(Records from a data collection)
··········

PR #7924, opened 2026-07-18
2.3: Prevent cart-flooding and excess queries

drbyte:
Sets a hard cap on max cart products per checkout. 
Skips unnecessary category queries on pages that don't need them.

Fixes #7921

PR #7932, opened 2026-07-21
Add routing map inoculation to dismiss rogue traffic quickly

drbyte:
Rejects visits containing malformed URLs mixing GET params with pages that don't use them. 

Applies cleanly to older Zen Cart versions, if done by hand. (the application_top change just needs to be before the current 406 header loop, like shown in this commit's diff)

Should also apply https://github.com/zencart/zencart/pull/7924 for more thorough protection. 
Both this and that PR are compatible back to PHP 7.1+

### DIFF
--- a/includes/application_top.php
+++ b/includes/application_top.php
@@ -207,6 +207,16 @@ if (!$contaminated && isset($_GET['action']) && $_GET['action'] === 'buy_now') {
     }
 }
 
+/**
+ * reject catalog-filter params (cPath, manufacturers_id, etc.) when supplied
+ * for a page that never legitimately reads them, such as bots stuffing shopping_cart
+ * or other non-catalog pages with spoofed query strings. See includes/routing_map.php.
+ */
+if (!$contaminated) {
+    require_once __DIR__ . '/routing_map.php';
+    $contaminated = zen_request_has_disallowed_catalog_param($_GET);
+}
+
 if ($contaminated) {
     header('HTTP/1.1 406 Not Acceptable');
     exit(0);
--- a/includes/application_top.php
+++ b/includes/application_top.php
@@ -208,9 +208,10 @@ if (!$contaminated && isset($_GET['action']) && $_GET['action'] === 'buy_now') {
 }
 
 /**
- * reject catalog-filter params (cPath, manufacturers_id, etc.) when supplied
- * for a page that never legitimately reads them, such as bots stuffing shopping_cart
- * or other non-catalog pages with spoofed query strings. See includes/routing_map.php.
+ * reject catalog-filter params (manufacturers_id, sort, etc.) when supplied for
+ * a page confirmed to never legitimately read them, such as bots stuffing
+ * shopping_cart or checkout with spoofed query strings. cPath and products_id are
+ * deliberately NOT covered here -- see includes/routing_map.php.
  */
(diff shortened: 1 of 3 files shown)


torvista:
For my interest, what is prompting this and the other related PR at this time?
The problem is very topical for me, seeming to form part of the constant overloading issue I've had for a while but has recently gotten much worse.

drbyte:
@torvista 
https://www.zen-cart.com/showthread.php/231161-Bots-with-Fake-carts
https://www.zen-cart.com/showthread.php/231150-abnormal-visitor-numbers

includes/application_top.php
```diff
@@ -207,6 +207,17 @@
...
 }
 
+/**
+ * reject catalog-filter params (manufacturers_id, sort, etc.) when supplied for
+ * a page confirmed to never legitimately read them, such as bots stuffing
+ * shopping_cart or checkout with spoofed query strings. cPath and products_id are
+ * deliberately NOT covered here -- see includes/routing_map.php.
+ */
+if (!$contaminated) {
+    require_once __DIR__ . '/routing_map.php';
```
lat9, line 217: Why `require_once` instead of `require`?

includes/routing_map.php
```diff
@@ -0,0 +1,92 @@
...
+
+    // Mirrors init_sanitize.php's own fallback:
+    // an empty/missing main_page defaults to the index page (FILENAME_DEFAULT)
+    // e.g. index.php?manufacturers_id=8 is a legitimate URL shape that renders as the index/manufacturer listing
+    $page = $get['main_page'] ?? '';
+    if ($page === '') {
+        $page = 'index';
+    }
+
+    if (!in_array($page, $knownNonCatalogPages, true)) {
```
lat9: Could this be extended to allow "other" checkout pages
```suggestion
    if ($page !== 'shopping_cart' && !str_starts_with($page, 'checkout_')) {
```

That would enable the `$knownNonCatalogPages` to be removed, too.

lat9 (changes requested):

includes/application_top.php
drbyte: 2 reasons: defensive against a mistake that tries to load it later by someone changing things in future,
and the same convention is used a few lines below in this same file.

mprough:
I used this for Zen 2.1.0 & PHP 8.3. It works, but also block adding to cart via the buy now button

lat9:
> I used this for Zen 2.1.0 & PHP 8.3. It works, but also block adding to cart via the buy now button

Oooh!  Good catch, @mprough!

drbyte:
@mprough I've reverted the early shopping-cart block, deferring its checks to later downstream.

lat9 (approved):

mprough:
I have a store 2.1.0 PHP 8.3 the active carts grows every day. Today 450. The automated requests are specifically targeting the shopping cart endpoint by sending requests such as:

/index.php?main_page=shopping_cart&products_id=...

from a very large number of different IP addresses. Since the traffic is highly distributed, there isn't a server-side rate limit or firewall rule that can reliably distinguish these requests from legitimate visitors without risking false positives.

This patch has only seen the active 1 item carts grow from 150 ish several days ago to 450 today

Issue #7936, opened 2026-07-24
`order_total::pre_confirmation_check` type-hints, remove `string` and add `int|float`


proseLA:
executing a line like this:
```php
$calculatedTotal = $order_total_modules->pre_confirmation_check(true);
```
returns an error:
```
[22-Jul-2026 23:01:53 UTC] PHP Fatal error:  Uncaught TypeError: order_total::pre_confirmation_check(): Return value must be of type array|string|null, float returned in /var/www/zcdev/includes/classes/order_total.php:285
```

not sure why the order total would be a string.

seems like we need to add float here on line 262:

https://github.com/zencart/zencart/blob/76be468d39cdec95d7153aae41cab44709ef284e/includes/classes/order_total.php#L262-L286

lat9:
Just "for the record", what order-totals are in use when this error occurs?

proseLA:
<img width="1709" height="690" alt="Image" src="https://github.com/user-attachments/assets/81bf2269-7661-4aa7-a9a0-adb033221c03" />

lat9:
That function-return type-hint was added here: https://github.com/zencart/zencart/commit/29566124ad35fcb8818998f33f28c4022cf5e0d6

PR #7937, opened 2026-07-24
Updating ot `pre_confirmation_check` type-declarations

lat9:
Ref #7936

### DIFF
--- a/includes/classes/order_total.php
+++ b/includes/classes/order_total.php
@@ -259,7 +259,7 @@ class order_total
      *
      * @since ZC v1.0.3
      */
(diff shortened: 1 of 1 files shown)


proseLA:
"...In modern PHP, "type hinting" and "type declarations" refer to the exact same runtime feature, **but "_type declarations_" is the official terminology** used by the [PHP Manual](https://www.php.net/manual/en/language.types.declarations.php). Historically, the term "type hinting" was used when the feature was first introduced in PHP 5, while "type declaration" became preferred as the system evolved into a complete, enforceable type system in PHP 7 and PHP 8."

PR #7934, opened 2026-07-22
strict cPath validation

zenexpert:
fixes #7903

PR #7943, opened 2026-08-04
Normalize malformed category and product cPaths

### LINKED ISSUE #7903: infinite cPath loop on malformed URLs
If a URL containing cPath is malformed either by malicious intents, bad code or just some bots, Zen Cart allows this URL and shows content, together with a canonical tag that doesn't help. Bots can get stuck in endless loops, causing massive bandwidth and resource usage. We're also allowing duplicate content because the canonical link is not corrected.

On a clean install, simply try visiting `index.php?main_page=index&cPath=23_22_21_3` - all of these are top level categories, but you'll end up getting the contents of the last in the row (3), but breadcrumbs will be incorrect, as well as "active" categories in the sidebox. 

Image

drbyte:
Redirect active category requests to the authoritative generated category path.

For product pages, reuse the loaded Product data to preserve a requested category only when the product is directly linked to it. Otherwise, redirect to the product's master-category path.

Retain applicable request parameters on the permanent redirect, sourced from the parameter policy init_canonical already applied to this request, and drop the invalid cPath, cart actions, and any session value.

Add regression coverage for the path resolution (master, linked, unrelated, invalid, and missing category paths) and for the redirect itself.

Fixes #7903 and replaces/closes #7934

## Why this resolves #7903

- A malformed category URL such as `cPath=23_22_21_3` is compared with the authoritative path   generated for category 3. It receives a 301 redirect instead of serving category 3 under the   false hierarchy.
- Product URLs are resolved against the product's actual direct category links. A legitimate   linked-category path is preserved; an unrelated or malformed path falls back to the master   category.
- After the redirect the URL, breadcrumbs, and active sidebox categories all describe the same   hierarchy, and for category listings the canonical link — which echoes the requested cPath,   the "canonical tag that doesn't help" from the report — now describes it too.
- Crawlers are directed to one stable URL rather than being allowed to discover unlimited cPath   permutations containing identical content.
- `zen_get_valid_cpath_for_product()` reuses `Product::$data`, so master and invalid-category cases add no database queries. Only a legitimate alternate linked category requires its parent path to be generated.
- Centralizing product validation in `zen_product_set_header_response()` avoids five copied header blocks and covers product types using the standard response flow.

## Redirect behavior

- Retained parameters come from init_canonical's `$excludeParams`, so the 301 carries over only  what the store already treats as part of a URL's identity, and unrecognized parameters — which init_canonical has already appended to that list — are never reflected into a cacheable `Location` header. Plugins adjust this through the existing  `NOTIFY_INIT_CANONICAL_PARAM_WHITELIST`. If init_canonical was overridden away, the redirect fails closed and retains nothing.
- No session id is appended, which would otherwise be baked into a permanently-cached and indexable response when cookies are disabled.
- Non-GET requests are not redirected, since a 301 causes browsers to re-issue as GET and silently discard the request body.
- The target is built from the sanitized `$current_page_base`, not the raw `main_page` value.
- On the index page the check runs inside the block guarded by `$category_redirect_handled`, so observers of `NOTIFY_INDEX_CATEGORY_STATUS_CHECK` keep their override, and the category depth is resolved first so the page stays displayable if an observer of `NOTIFY_ZEN_REDIRECT` cancels  the redirect.
- `zen_get_generated_category_path_rev()` is memoized per request on the storefront: the ancestor walk is one uncached query per level, and the storefront now asks for the same path from the canonical link, the cPath validation, and the sideboxes. Not memoized in admin, where the tree can change mid-request.

## Not addressed here

Product canonical links exclude cPath by default (`$includeCPath = false`), and when included are generated from the master category. A product URL 301'd to a preserved linked-category path therefore still lands on a page whose canonical describes a different path. That predates this change and is out of scope for #7903, which reported the category-listing case.

### DIFF
--- a/includes/functions/functions_categories.php
+++ b/includes/functions/functions_categories.php
@@ -265,6 +265,39 @@ function zen_get_product_path($product_id): string
 }
 
 /**
+ * Return the authoritative category path for a product, preserving a requested category
+ * only when the product is directly linked to that category.
+ *
+ * Unlike zen_get_product_path(), this uses the already-loaded Product data, so the
+ * master-category and unrelated-category cases add no queries; only a legitimate alternate
+ * linked category needs its path generated.
+ *
+ * @param Product $product_info the loaded product
+ * @param int $requested_category_id the category asked for (0 when the request had no usable cPath)
+ * @return string authoritative cPath, or '' when the product has no master category
+ * @since ZC v2.3.0
+ */
+function zen_get_valid_cpath_for_product(Product $product_info, int $requested_category_id): string
+{
+    $master_category_id = (int)$product_info->get('master_categories_id');
+    $master_cPath = $master_category_id > 0 ? (string)$product_info->get('cPath') : '';
+
+    if ($requested_category_id === $master_category_id) {
+        return $master_cPath;
+    }
+
+    $linked_categories = $product_info->get('linked_categories');
+    if ($requested_category_id > 0 && is_array($linked_categories)) {
+        $linked_categories = array_map('intval', $linked_categories);
+        if (in_array($requested_category_id, $linked_categories, true)) {
+            return zen_get_generated_category_path_rev($requested_category_id);
+        }
+    }
+
+    return $master_cPath;
+}
+
+/**
  * Parse and sanitize the cPath parameter values
  * @param string $cPath
  * @return array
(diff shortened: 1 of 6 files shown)


drbyte:
Hmmm ... Product redirects fight the canonical tag. Have to explore further. Need to avoid confusion over generated links.

PR #7950, opened 2026-08-09
Remove Possibility of Infinite loop

brittainmark:
This fixes the issue raised by @bumba000 [https://www.zen-cart.com/showthread.php/231165-Frequent-Duplicate-Orders-Cart-Not-Emptying?p=1412070#post1412070](https://www.zen-cart.com/showthread.php/231165-Frequent-Duplicate-Orders-Cart-Not-Emptying?p=1412070#post1412070). Additionally, I have tidied the function to make it a bit more efficient.

Remove while loop calling str_replace as this could be infinite loop if the user specifies same value for search and replace.

Tidy function

- Change $zen_fix_current and $zen_fix_replace to arrays so only one call to str_replace required
- Added special character into above array to remove second call to str_replace.

### DIFF
--- a/includes/classes/Email.php
+++ b/includes/classes/Email.php
@@ -313,28 +313,32 @@ class Email
         // CLEAN UP CHARACTERS
         $email_text = preg_replace('/((&amp;)|&)+/', '&', $email_text);
 
+        $zen_fix_current = [];
+        $zen_fix_replace = [];
+
         if (!empty(zen_config('CURRENCIES_TRANSLATIONS'))) {
+            // Add curency conversions if any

··········

ASSIGNMENT | Please return every line from the one that contains "CLEAN UP CHARACTERS" through the end of the entries, exactly, leaving out all others.

EXERCISE RESULT |
         // CLEAN UP CHARACTERS
         $email_text = preg_replace('/((&amp;)|&)+/', '&', $email_text);
 
+        $zen_fix_current = [];
+        $zen_fix_replace = [];
+
         if (!empty(zen_config('CURRENCIES_TRANSLATIONS'))) {
+            // Add curency conversions if any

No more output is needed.